La guerre des mots entre Israël et le Vatican
Les relations entre le Saint-Siège et Israël sont à l’image de la météo d’un mois de mai alternant entre orages et éclaircies. Dernier coup de tonnerre en date : le 11 mai 2024, lors de la cérémonie de clôture de la dernière édition de la Rencontre sur la fraternité humaine, organisée par la fondation vaticane Fratelli Tutti.
A cette occasion, les participants réunis dans l’atrium de la basilique Saint-Pierre ont applaudi un discours prononcé par Tawakkol Karman : la lauréate du prix Nobel de la paix 2011 a profité de la tribune qui lui était offerte pour dénoncer un « monde silencieux face au génocide et au nettoyage ethnique du peuple palestinien de Gaza », selon Il Messaggero cité par La Stampa.
Il n’en fallait pas davantage pour déclencher l’ire de l’Etat hébreu : l’ambassade d’Israël près le Saint-Siège a immédiatement réagi par une lettre ouverte publiée sur X, selon l’agence Reuters, qualifiant les propos de Mme Karman de « mensongers », regrettant que la basilique vaticane ait été « profanée par un discours ouvertement antisémite ».
Et l’ambassade d’ajouter « regretter que de tels propos aient été tenus sans que personne ne se soit senti le devoir moral d’intervenir et de faire cesser cette ignominie ».

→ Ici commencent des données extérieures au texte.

PR #1720, opened 2021-04-07
cleanup of migration tests

mringler:
During #1719, the migration command tests broke my test database several times to the point where I had to reset the database. My fault, obviously, but they are written very Ctrl+C/Ctrl+V, and quite fragile. Got frustrated and cleaned them up.


mringler:
Hmpf, phpstan complains about completely unrelated files. Weird.
Fixed those errors in #1721

PR #1722, opened 2021-04-08
Test and fixes for #1491 - resolve external schema location relative to file

mringler:
Had this laying around: Test case for #1491 and some fixes

### DIFF
--- a/src/Propel/Generator/Manager/AbstractManager.php
+++ b/src/Propel/Generator/Manager/AbstractManager.php
@@ -386,7 +386,7 @@ abstract class AbstractManager
      *
      * @throws \Propel\Generator\Exception\BuildException
      *
-     * @return int
+     * @return int number of included external schemas
      */
     protected function includeExternalSchemas(DOMDocument $dom, $srcDir)
     {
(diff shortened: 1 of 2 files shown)


src/Propel/Generator/Manager/AbstractManager.php
```diff
@@ -386,30 +386,33 @@ protected function loadDataModels()
      *
      * @throws \Propel\Generator\Exception\BuildException
      *
-     * @return int
+     * @return int number of included external schemas
      */
-    protected function includeExternalSchemas(DOMDocument $dom, $srcDir)
+    protected function includeExternalSchemas(DOMDocument $dom, string $srcDir): int
```
dereuromark, line 391: Is it a good idea to add the types here? The next release could be another "major" one, otherwise this could be a BC break we might want to avoid.

mringler: Makes sense. I removed the type hints again

dereuromark (approved):

gechetspr (approved):

PR #1713, opened 2021-03-09
Re-submission of #1660: Unable to use Collection suffix for table name

nederdirk:
This is an updated version of #1660

PR #1724, opened 2021-04-09
Tests & Fixes for #1660, #1713 - Bugfix: getCollectionClassName() should only return Collection classes

mringler:
Tests & fixes for #1660, #1713: Simply make sure that `getCollectionClassName()` returns a class extending `Collection`, otherwise bad things can happen.

If merged, this replaces #1660, #1713


nederdirk (approved):
Looks great, thanks for helping out!

mringler:
Hey @dereuromark , you can close #1660 now, it's a dysfunctional fix for the same issue

PR #1727, opened 2021-04-29
Show failed queries and SQL error in debug mode exception

mringler:
Failed queries are shown with placement variables in the Exception:
```
Unable to execute UPDATE statement [UPDATE payment SET receiver_id=:p1, date_changed=:p2 WHERE payment.id=:p3]
```
That makes it often hard to see what went wrong.

To see the database error, you have to check the log:
```
Error: SQLSTATE[23000]: Integrity constraint violation: 1048 Column 'receiver_id' cannot be null
```
The query did not go to the log, but at least it is possible to puzzle together what went wrong.

However, there is a nice formatter available, which writes full queries to the log.

New Exception message looks like this:
```
Unable to execute statement [UPDATE payment SET receiver_id=NULL, date_changed='2021-04-28 22:15:55.450739' WHERE payment.id=1491]
Reason: [SQLSTATE[23000]: Integrity constraint violation: 1048 Column 'receiver_id' cannot be null]
```
There is another PR #1728, which makes sure that failed queries are written to log, too.

### DIFF
--- a/src/Propel/Runtime/ActiveQuery/Criteria.php
+++ b/src/Propel/Runtime/ActiveQuery/Criteria.php
@@ -17,6 +17,8 @@ use Propel\Runtime\ActiveQuery\Criterion\InCriterion;
 use Propel\Runtime\ActiveQuery\Criterion\LikeCriterion;
 use Propel\Runtime\ActiveQuery\Criterion\RawCriterion;
 use Propel\Runtime\Connection\ConnectionInterface;
+use Propel\Runtime\Connection\ConnectionWrapper;
+use Propel\Runtime\Connection\StatementWrapper;
 use Propel\Runtime\Exception\LogicException;
 use Propel\Runtime\Exception\PropelException;
 use Propel\Runtime\Propel;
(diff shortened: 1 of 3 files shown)


src/Propel/Runtime/ActiveQuery/Criteria.php
```diff
@@ -2867,22 +2850,41 @@ public function doSelect(?ConnectionInterface $con = null)
...
+     * @param \Propel\Runtime\Connection\StatementInterface|\PDOStatement $stmt
+     * @param string|null $sql
+     *
+     * @throws \Propel\Runtime\Exception\PropelException
+     *
+     * @return void
+     */
+    protected function handleStatementException(Exception $e, $stmt, ?string $sql = '')
+    {
+        if (is_a($stmt, StatementWrapper::class)) {
```
dereuromark, line 2878: Can't we use instance of here?

src/Propel/Runtime/ActiveQuery/Criteria.php
```diff
@@ -2867,22 +2850,41 @@ public function doSelect(?ConnectionInterface $con = null)
...
+     *
+     * @param \Exception $e
+     * @param \Propel\Runtime\Connection\StatementInterface|\PDOStatement $stmt
+     * @param string|null $sql
+     *
+     * @throws \Propel\Runtime\Exception\PropelException
+     *
+     * @return void
+     */
+    protected function handleStatementException(Exception $e, $stmt, ?string $sql = '')
```
dereuromark, line 2876: If you add a new method, we could add `: void` here now.

src/Propel/Runtime/ActiveQuery/Criteria.php
```diff
@@ -2867,22 +2850,41 @@ public function doSelect(?ConnectionInterface $con = null)
...
+    {
+        if (is_a($stmt, StatementWrapper::class)) {
+            $sql = $stmt->getExecutedQueryString();
+        }
+        $initialMessage = $e->getMessage();
+        Propel::log($initialMessage, Propel::LOG_ERR);
+        $newMessage = sprintf("Unable to execute statement [%s]\nReason: [%s]", $sql ?? '', $initialMessage);
```
dereuromark, line 2883: We can use single quotes here.

src/Propel/Runtime/ActiveQuery/Criteria.php
mringler: Right, yes, good point. Changed it.

src/Propel/Runtime/ActiveQuery/Criteria.php
mringler: Added return type. Thank you for finding!

src/Propel/Runtime/ActiveQuery/Criteria.php
mringler: Then the '\n' wouldn't work. But I changed it so that it doesn't use sprintf anymore

dereuromark: No, the sprintf was fine, I didnt see the \n usage. All good either way.

mringler:
Ok, apparently so database systems return a prepared statement even when the query is faulty (MySQL) and others don't (SQLite, Postgres). However, a prepared statement is needed to get the full query for the exception message. This isn't a problem in itself, because if your query syntax is broken, you do not need to see the values. Those are only interesting when the execution failed, for example due to a constraint violation.
But I had to take apart the tests that checked if an exception is thrown, and that the exception contains the query. This is now done independently, so it can be checked independent of platform.

While trying out stuff to go around the issue, I refactored some lines in `Criteria::doUpdate()`. I left those changes in, even though they are not related to the objective of this PR, simply because it is an improvement. Hope that is alright.

stereomon (changes requested):
AFAIK the current approach was used wisely to not show/output sensitive data. Also, exception messages might be sent over the network and will show up in monitoring tools like NewRelic. We should NOT make the messages more verbose for security reasons.

dereuromark:
@stereomon We would need to make sure that the additional (useful) data is only added in development mode, rather than production mode maybe.

mringler:
Hey @stereomon, that's a good point, hadn't thought of that. I like @dereuromark's idea, to be careful in production mode, but helpful in development/debug mode.
So now the exception message in prod mode is the exact same as before, and in dev mode you get full query and SQL error message. Do you think this will work?

mringler:
I decided to split this into two PRs, to make it more manageable. This PR contains the changes to the exception output that we have been discussing.
Remote branch name doesn't make sense now, but I don't think I can change the branch name of a PR (can I?), and I don't want to lose the discussion.

src/Propel/Runtime/ActiveQuery/Criteria.php
```diff
@@ -2867,22 +2843,48 @@ public function doSelect(?ConnectionInterface $con = null)
...
+     * @throws \Propel\Runtime\Exception\PropelException
+     *
+     * @return void
+     */
+    protected function handleStatementException(Exception $e, ?string $sql, ?ConnectionInterface $con = null, $stmt = null): void
+    {
+        $internalMessage = $e->getMessage();
+        Propel::log($internalMessage, Propel::LOG_ERR);
+
+        $useDebugMode = ($con instanceof ConnectionWrapper && $con->useDebug);
```
stereomon, line 2876: Please extract this into its own method for better readability.

stereomon:
I'm fine with the separation for dev and prod. 

Thank you for your effort!

src/Propel/Runtime/ActiveQuery/Criteria.php
mringler: Sure. Moved the debug check into its own method.

stereomon (approved):

dereuromark (approved):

Interrogé quelque heures plus tard par l’agence d’information religieuse Ansa, le représentant de l’Etat d’Israël au Vatican expliquait que le fait d’évoquer « un nettoyage ethnique à Gaza alors qu’Israël permet quotidiennement à l’aide humanitaire d’entrer dans la bande, a un aspect orwellien ».
Cependant, Raphaël Schutz se veut apaisant : « cet épisode ne devrait avoir aucune conséquence sur les relations bilatérales, car la déclaration [de Tawakkol Karman, NDLR] n’a pas été faite par le Vatican ou en son nom », rapporte encore La Stampa.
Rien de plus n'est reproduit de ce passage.